The majority of Canadian businesses have embraced the use of email and the Internet, according to research by Statistics Canada. The research found that 10 percent of companies used the Internet to sell goods and services in 1999, and those sales amounted to 0.2 percent of their total economic activity.
The total value of customer orders received over the Internet, with or without online payment, was $4.4 billion in 1999. Of this total, $4.2 billion was generated by the private sector, representing only 0.2 percent of total operating revenues during the year, according to the research. In no industrial sector were estimated Internet sales higher than 1.5 percent of that sector’s total sales. Internet-based sales accounted for 1.3 percent of total operating revenue in accommodation and food services; 1.0 percent in information and cultural industries; 0.8 percent in professional, scientific and technical services; and less than 0.5 percent in all other industrial sectors.
Canadian manufacturers received orders worth slightly more than $900 million on the Internet, about 22 percent of overall private sector Internet-based sales. This represented 0.2 percent of manufacturing shipments in 1999.
Retailers, who had Internet sales worth $610.6 million in 1999, and who accounted for 15 percent of total Internet sales, were in second place. This represented 0.2 percent of total retail sales in 1999, compared to the US, where retailers sold US $5.2 billion worth of goods and services on the Internet during the fourth quarter of 1999, according to the US Census Bureau. This represented 0.6 percent of total sales in the US retail sector for the fourth quarter of 1999.
Information and cultural industries accounted for 13 percent of all Internet based-sales in Canada in 1999; the accommodation and food service sector 10 percent; and professional, scientific, and technical services sector just under 10 percent. All the other industrial categories combined accounted for the remaining 30 percent of Internet-based sales.
While the proportion of Internet-based sales is low, the proportion of enterprises that offers goods and services over the Internet is significantly higher. Ten percent of private sector businesses reported that they used the Internet to sell goods and services in 1999. These enterprises constituted 17 percent of economic activity for the private sector, as measured by total operating revenue. Leading the way was the information and cultural industries sector, in which 20 percent of businesses used the Internet to sell goods and services. The information and cultural industries account for 3.1 percent of total operating revenue in the economy. This sector includes businesses involved in publishing, broadcasting, telecommunications, and information services, and data processing.
On average, a greater proportion of businesses used the Internet to buy goods and services rather than to sell. In the private sector, 14 percent of businesses used the Internet for purchasing; these firms accounted for 25 percent of total operating revenue. Again, ranking first was the information and cultural industries sector, where half of firms reported using the Internet to buy goods or services.
Three industrial sectors reported a significantly greater use of the Internet to sell than to purchase goods: accommodation and food services, administration and support services, and finance and insurance. This suggests that enterprises in the industries that are selling over the Internet have invested resources to facilitate Internet sales, or they have some clients or suppliers who prefer Internet transactions to traditional means.

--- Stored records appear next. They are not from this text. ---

PR #599, opened 2018-12-21
Add simple round robin network and a basic demuxing network.

Tilps:


Tilps:
Using random backend with 5 backends and 5 threads, I measure betwee 5-10% nps improvement using this backend compared to multiplexing.

src/neural/network_lb.cc
```diff
@@ -0,0 +1,85 @@
...
+
+#include <condition_variable>
+#include <queue>
+#include <thread>
+#include "utils/exception.h"
+
+namespace lczero {
+namespace {
+
+class LoadBalancingNetwork : public Network {
```
mooskagh: Maybe rename it to RoundRobinNetwork? It doesn't really balance load (e.g. it doesn't look which of backends is free).

Tilps: Yeap I was thinking the same thing - done.

Tilps:
I decided to introduce the round robin concept into demux as well, so that I could introduce an optional minimum split size and not lead to too much concentration on a single gpu if there are multiple feeding threads.

src/neural/network_demux.cc
```diff
@@ -0,0 +1,224 @@
...
+  std::mutex mutex_;
+  std::condition_variable dataready_cv_;
+  int dataready_ = 0;
+  int partial_size_ = 0;
+};
+
+class DemuxingNetwork : public Network {
+ public:
+  DemuxingNetwork(const WeightsFile& weights, const OptionsDict& options) {
+    // int threads, int max_batch)
```
mooskagh: Probably kill those two commented lines.

src/neural/network_demux.cc
```diff
@@ -0,0 +1,224 @@
...
+  }
+  dataready_cv_.wait(lock, [this]() { return dataready_ == 0; });
+}
+
+std::unique_ptr<Network> MakeDemuxingNetwork(const WeightsFile& weights,
+                                             const OptionsDict& options) {
+  return std::make_unique<DemuxingNetwork>(weights, options);
+}
+
+REGISTER_NETWORK("demux", MakeDemuxingNetwork, -1000)
```
mooskagh: Maybe some unique values instead of -1000 (-1001, -999?) so that their priority order is stable.

src/neural/network_rr.cc
```diff
@@ -0,0 +1,85 @@
...
+#include <thread>
+#include "utils/exception.h"
+
+namespace lczero {
+namespace {
+
+class RoundRobinNetwork : public Network {
+ public:
+  RoundRobinNetwork(const WeightsFile& weights, const OptionsDict& options) {
+    // int threads, int max_batch)
```
mooskagh: Also those lines.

Fifty-three percent of Canada’s private sector enterprises used the Internet in one form or another in 1999. These enterprises accounted for three-quarters of total operating revenue. As well, 53 percent used email, and 22 percent had a Web site. The enterprises with a Web site accounted for 45 percent of economic activity. This suggests that larger firms are more likely to have a Web site.
In contrast, more than 95 percent of institutions in the public sector used the Internet, including healthcare institutions, education services, and federal and provincial governments. About 97 percent used email and 69 percent had a Web site.
While 22 percent of private sector firms had a Web site in 1999, some sectors were more likely to have a Web presence. The information and cultural industries sector led the way, with 62 percent of enterprises. About 44 percent of firms in the private educational services sector had a Web site, including private elementary schools, private technical and trade schools, and language schools, followed by 32 percent of the manufacturing sector. In the public sector, 69 percent of institutions had a Web site. The public educational services sector led the way; 98 percent of institutions had a site. This sector includes public elementary and secondary schools, community colleges and universities. Eighty-eight percent of institutions in the public administration sector had a Web site.
Fifty-nine percent of employees in the public sector had access to the Internet in 1999, more than twice the proportion of 28 percent in the private sector. Among institutions in the public educational services sector, 90 percent of employees had access to the Internet, while in the federal and provincial governments, 82 percent of employees had access.